Draft Genome Sequence of Enterococcus canintestini 49, a Potential Probiotic That Produces Multiple Bacteriocins.

Enterococcus canintestini 49, isolated from dog feces, is active against Clostridium perfringens, vancomycin-resistant enterococci, and Listeria monocytogenes Its draft genome sequence reported herein contains a gene cluster encoding multiple bacteriocins and indicates the absence of genes for virulence factors. These characteristics signify the strain's potential for use as a probiotic.

GENOME ANNOUNCEMENT

Enterococci are promising sources of bacteriocins, which are ribosomally synthesized antimicrobial peptides that can be used in food biopreservation (1). In addition, some enterococci are also used as probiotics to promote human and animal health (2). However, many enterococcal strains produce virulence factors, which calls for a careful screening of strains prior to their use in biotechnological applications. Enterococcus sp. strain 49 was isolated from dog feces and found to inhibit the growth of Clostridium perfringens, vancomycin-resistant enterococci, and Listeria monocytogenes (data not shown). Its 16S rRNA sequence was found to be 99.9% identical to that of Enterococcus canintestini LMG 13590, which was also isolated from dog feces (3).
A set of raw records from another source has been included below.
Issue #5341, opened 2025-05-18
YT Music connector sometimes initially reports `"album": null` when opening a song, parses title for artist instead


Lamby777:
**Description**

When I played the song "Weird Fishes / Arpeggi" by Radiohead through the queue last night, it showed up as the nonexistent song "Arpeggi" by Weird Fishes on last.fm. The scrobbler sometimes sees `album` is `null` for whatever reason and decides to filter the title for artist info instead, which leads to completely wrong artist/title info. So I guess the real problem here might actually be whatever is causing `album` to be `null`, but I don't know.

**Reproduce**

Prep:

- New browser profile
- Add the extension with default settings
- Disable all connectors except YouTube Music
- Debug mode enabled

Found out that just refreshing the page on the song itself doesn't work (or maybe I just got unlucky), but the bug seems to happen when going to it from a different song. Go to [a different song 😄](https://music.youtube.com/watch?v=lYBUbBu4W08) and open the console. Refresh the page, and start typing "Weird Fishes / Arpeggi" in the top, and click on the suggestion thing when it shows up.

Assuming the bug happened, it will show in debug output that the very first request made has the wrong info, but all the other ones are correct. I was trying to fix this myself, until I found out it only happens sometimes. You guys probably know better about what's going wrong here, sorry. :/

[Debug Log](https://pastebin.com/tVc7seYx)

**Environment**
-   OS: Arch Linux
-   Browser: Brave
-   Extension version: v3.14.0

1shira:
You're saying this happens initially/on the first request, what I'm seeing is that is fixes itself after that, is that also what you are observing?
If so this is happening because of a bad design choice I made out of laziness last year and should be fixed with #5260.

Lamby777:
> You're saying this happens initially/on the first request, what I'm seeing is that is fixes itself after that, is that also what you are observing? If so this is happening because of a bad design choice I made out of laziness last year and should be fixed with [#5260](https://github.com/web-scrobbler/web-scrobbler/pull/5260).

Dang `setInterval(xxxxxx, 1000);`, the culprit behind so many "we'll fix it later" bugs. 😭

Thanks for your work!

PR #5446, opened 2025-07-07
fix YTMusic Album detection v2

### LINKED ISSUE #5421: App no longer recognizes album from YTM
On YTM website, app stopped tracking album. Now it guesses what album the song might be from based on lastfm, but gets it wrong about 50% of the time and tracks nothing the other 25%

### LINKED ISSUE #5511: Wrong Albums YT Music
**Describe the bug**
Often, the scrobbler will not recognize the correct album on YouTube Music. It will put wrong info instead in the album field. Things get worse if there are hyphens or other punctuation in the album and even the song name.

**How to reproduce**
1: Listen to a song of your choosing
2: Let the song complete and move to the next song

**Expected behavior**
After manually selecting a song in an album and scrobbling it correctly, it will then mess up the album or even the song name after moving onto the next song. 

-   OS: Linux Mint
-   Browser: FireFox
-   Extension version: (e.g. v2.10.0)

**Additional context**
I don't seem to have this issue on my Windows PC using Edge. I was wondering if this is a FireFox thing.

1shira:
moved from obersving html objects to observing the mediaSession directly using a Proxy object

**Additional context**
I've talked with mantainers about this a bit, I still don't think this is an ideal solution, as we're messing with a global object here, but this _will_ detect all changes and not hit any race conditions.

closes #5421, closes #5511


Geroyuni:
I've manually built the extension based on the PR, and some songs don't end up with the wrong album when they would before, although it seems like a majority still ends up with the wrong album.

1shira:
I'm really not sure how to handle YoutubeMusics wirdness with the navigator api, it just changes things entirely inconsistently and for some reason just writes wrong data to it sometimes. 

The implementation that "worked" was just sending the data every second, which while working is not an ideal implementation, not only but also because there may be significant delay in the extention recognizing track changes. (#5341)

A solution I could think of is overwriting the prototype of `navigator.mediaSession` to observe the object directly, but I'm hesitant to mess with api objects. Would that be a prefferable solution? (@ maintiners)

1shira:
edited the original PR message to reflect current changes

Geroyuni:
The addon just says 'Play some music to get started' at all times when building firefox off this PR.

1shira:
I did manage to reproduce what you reported on my pr, but, uh, no idea why.
The data gets send and recieved correctly, but the extention doesn't seem to react.
note that this only happened some of the time for me and fixed itself upon reloading the page.
maybe someone who knows anything about the internals of the extention has an idea? 
I can't think of anything in the connector that could cause it, but then again it hasn't happened in the previous version afaik so it kinda has to be something in there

Genomic DNA of E. canintestini 49 was isolated using the DNeasy blood and tissue kit (Qiagen) according to the manufacturer’s instructions. The sequencing library was prepared using the Nextera XT DNA library preparation kit (Illumina), and the whole genome was sequenced using an Illumina MiSeq kit v3 (2 × 300 cycles) and MiSeq sequencing technology. The reads were assembled into contiguous sequences (contigs) using the CLC Genomics Workbench v.8 (CLC bio, Aarhus, Denmark). A sequencing coverage of 200× was attained. The assembled draft genome contains 24 contigs and 2,734,830 bases, with 36.2% GC content. The genome was annotated using the NCBI Prokaryotic Genome Automatic Annotation Pipeline (PGAAP), which predicted 2,580 genes, including 2,454 coding sequences (CDS), 7 rRNAs, and 55 tRNAs. The identity of the species was determined based on the average nucleotide identity (ANI) with previously sequenced genomes in the GenBank database as calculated by the JSpecies software (4). E. canintestini 49 exhibits 98.23% ANI with the E. canintestini DSM 21207 reference genome.
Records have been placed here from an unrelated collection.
PR #5456, opened 2025-07-11
Add support for DAB Music Player 

Sheikhlipu123:
This PR adds scrobbling support for [DAB Music Player](https://dab.yeet.su/), available at both dab.yeet.su and dabmusic.xyz.
image


src/connectors/dabmusic.ts
```diff
@@ -0,0 +1,31 @@
+'use strict';
+
+Connector.playerSelector = 'div.fixed.bottom-0.left-0.right-0';
+
+Connector.getTrack = () => {
+	const trackEl = document.querySelector('div.fixed.bottom-0.left-0.right-0 h3.truncate');
```
inverse, line 6: These seem quite brittle to any UI changes. Wonder if we could target them in a nicer way?

inverse (approved):
While the selector targeting looks quite brittle to change, lets get this in and  see how we can improve this in the future.

inverse:
@Sheikhlipu123 sorry I mistakenly broke your PR by renaming the filter const. I've PR'd (#5536) a change but I saw this PR was created on your master branch so might cause problems for you to fetch upstream changes.

Issue #5453, opened 2025-07-09
NTS Connector doesn't work on Chrome


michellehwang:
**Describe the bug**

**How to reproduce**
Go to NTS.live and listen. Webscrobbler shows that nothing is playing 

**Expected behavior**
Expect it to scrobble

**Screenshots**

<img width="1721" height="471" alt="Image" src="https://github.com/user-attachments/assets/716a4b90-7206-42af-b1f2-9e179362a3b4" />

**Environment (please complete the following information)**
-   OS: Mac
-   Browser: Chrome
-   Extension version: (e.g. v2.10.0)

**Additional context**

jbwharris:
@michellehwang That extension version is really old, can you check you're running the latest? 3.13.0 from February was when the latest iteration of the NTS connector was released. Latest is 3.14.2.

michellehwang:
Oops I am on 3.14.2! Sorry I just didn't fill it in there.

rob9315:
seems like this was addressed in a PR

Issue #5450, opened 2025-07-08
NTS Connector doesn't seem to work live on Safari


HarrisonWilde:
**Describe the bug**

The NTS connector used to work in the live tracklist pop-up, now it doesn't seem to on macOS Safari.

FI @jbwharris do you know why this might be?

**How to reproduce**

1. Go to https://www.nts.live
2. Open the live tracklist pop-up

**Expected behavior**

Scrobbling

**Screenshots**

<img width="450" height="512" alt="Image" src="https://github.com/user-attachments/assets/1bb084eb-2057-44da-ba7e-4d3937b5136a" />

**Debug logs**
It's strongly recommended to grab [debug logs](https://github.com/web-scrobbler/web-scrobbler/wiki/Debug-the-extension) after reproducing the issue.

**Environment (please complete the following information)**
-   OS: Mac
-   Browser: Safari
-   Extension version: v3.9.0

1shira:
How recently did this work?
The nts connector was updated with 3.12 (Dec 25, 2024) and 3.13 (Feb 19, 2025)

can you try on the newest version?

HarrisonWilde:
@1shira I don't remember exactly, it was a few months ago, I do remember the HTML structure changing at some point. There doesn't seem to be a new version available to download on Mac for Safari Extensions, perhaps this is the source of the issue then, could be that a new build needs to be published in that channel?

1shira:
The Safari extention store currently has v3.9.0, the most recent one is v3.14.2 so yeah that could be the issue, that is why I asked.

I am not sure how it is possible to load unsigned/unpackaged extentions in safari and not able to test myself, but given #5453
(not sure if this is the same issue) it could also have broken again. Could you verify if it works in chrome for you?

jbwharris:
> [@1shira](https://github.com/1shira) I don't remember exactly, it was a few months ago, I do remember the HTML structure changing at some point. There doesn't seem to be a new version available to download on Mac for Safari Extensions, perhaps this is the source of the issue then, could be that a new build needs to be published in that channel?

The iOS Safari extension seems to be pretty out of date. An alternate approach on iOS is using Orion and installing the Chrome extension. See if that works using the latest.

HarrisonWilde:
Ok so weirdly on Chrome v3.14.2 the live scrobbling works but the recorded shows doesn't seem to (the opposite of the old version on Safari)... Is there a reason the safari one cant be published on the app store as its updated?

[...]

PR #5494, opened 2025-07-28
Fix NTS connector

jbwharris:
Related to #5453 #5450 #4518 #3506

I did a significant rethink of this connector compared to what it was previously. In the most recent version it required staying on certain pages, or keeping popups open to keep logging. This is no longer necessary. It now just functions in a more automatic fashion based on whichever player you're currently using. There's 3 different types of players on this site, the live radio steams, the show archives and the infinite mixtapes.  

One thing of note is that I've appended the now playing Web Scrobbler data to the header of the page, so you can always see what's actually happening. This station tends to hide the song and artist from the UI, which has been the biggest struggle with it. How I resolved this was instead of relying on Web Scrobbler to find the selector, which would often be hidden, is to pull the song and artist data into into a variable, then pass that variable. 

**Additional context**
image
Playing Mixtapes in desktop view, with the popup. 

image
Smaller screen showing the mixtape data.

image
Live radio stream with scrobbling data.

image
Archived show with scrobbling data

I still need to test this on iOS, hoping to figure out maybe testing using Orion and potentially being able to load an unsigned extension, but will have to see.


inverse:
@jbwharris sorry for the delay getting back to this, looks like there are conflicts. Is this still valid?

jbwharris:
> @jbwharris sorry for the delay getting back to this, looks like there are conflicts. Is this still valid?

@inverse I don't know how to resolve this. When I look at the conflict, I would resolve it, but the button is greyed out for me. But should be fine to merge.

jaccarmac:
Merged it. Can you give that a test? I'm confused myself about where the conflict came from.

jaccarmac:
I suspect you may have branched off your own version of the unified connector before it landed in this repository.

jbwharris:
> I suspect you may have branched off your own version of the unified connector before it landed in this repository.

@jaccarmac I just pushed a new version with slight CSS tweaks to the now playing output. It seems it doesn't like the `box-orient` value, but it is valid CSS, just probably not in the valid CSS rules list yet. `line-clamp` doesn't work without it, which I feel is necessary for not breaking the site layout with long song names.

Issue #5459, opened 2025-07-12
The Current connector not working


elskootro:
**Describe the bug**

**How to reproduce**

**Expected behavior**

**Screenshots**

**Debug logs**
It's strongly recommended to grab [debug logs](https://github.com/web-scrobbler/web-scrobbler/wiki/Debug-the-extension) after reproducing the issue.

**Environment (please complete the following information)**
-   OS: (e.g. Windows, Mac)
-   Browser: (e.g. Chrome, Safari)
-   Extension version: (e.g. v2.10.0)

**Additional context**

1shira:
Which site????

elskootro:
https://www.thecurrent.org/

1shira:
ah, suddenly the title provides much more information lol

jbwharris:
@elskootro Not a fix, but [The Current](https://scrobblerad.io/#thecurrent) scrobbles fine on my app ScrobbleRadio.

elskootro:
> [@elskootro](https://github.com/elskootro) Not a fix, but [The Current](https://scrobblerad.io/#thecurrent) scrobbles fine on my app ScrobbleRadio.

Oh nice! Thanks. Bookmarked the link. Cheers!

rob9315:
@inverse can be closed, works fine currently

<details>
  <summary>screenshot to prove</summary>
  <img width="1734" height="1012" alt="Image" src="https://github.com/user-attachments/assets/b9fc652f-6f90-4279-9d70-77a80b9ff70f" />
</details>

jbwharris:
Can confirm as well, seems to be working

PR #5498, opened 2025-07-30
The Current connector fix

jbwharris:
The Current seemingly changed some site structure slightly, so I updated them to the new selectors.

#5459


inverse (approved):
Thanks for the contribution!

PR #5522, opened 2025-08-15
Fix self-hosted HTTP-only scrobbling services in Firefox

martin0300:

Disabled 'upgrade-insecure-requests' CSP policy to allow connecting to self-hosted HTTP-only Maloja or other scrobbling servers in Firefox.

BAGEL3 (5) and antiSMASH v.3 (6) analyses of the E. canintestini 49 draft genome revealed the presence of a gene cluster with 96.7% nucleotide sequence identity with a bacteriocin gene cluster in Enterococcus faecium NKR-5-3, encoding the genes involved in the biosynthesis of enterocins NKR-5-3A, -C, -D, and -Z. Enterocins NKR-5-3A and -Z comprise a class IIb two-peptide bacteriocin, enterocin NKR-5-3C is a class IIa bacteriocin that contains a YGNGL motif, and enterocin NKR-5-3D is a bacteriocin that also acts as a bacteriocin induction peptide (7, 8). Similarly, the bacteriocin gene cluster of E. canintestini 49 encodes enterocins NKR-5-3A, -Z, and -D and a homolog of enterocin NKR-5-3C that differs by 1 amino acid. BAGEL3 predicted two additional putative bacteriocin genes adjacent to the enterocin NKR-5-3ACDZ homolog gene cluster in E. canintestini 49. Production of enterocins NKR-5-3D and -Z, and one of the additional bacteriocins predicted by BAGEL3, was detected by tandem mass spectrometry (MS/MS) sequencing of several inhibitory compounds that were isolated (data not shown). Aside from the ability of E. canintestini 49 to produce multiple bacteriocins, its genome sequence does not contain genes that encode virulence factors, such as surface aggregating protein, gelatinase, enterococcal surface protein, collagen-binding adhesin, and hyalurodinase. These findings highlight the potential use of E. canintestini 49 as a probiotic.

Accession number(s).

This whole-genome shotgun project has been deposited in DDBJ/ENA/GenBank under the accession number LHUG00000000. The version described in this paper is version LHUG01000000.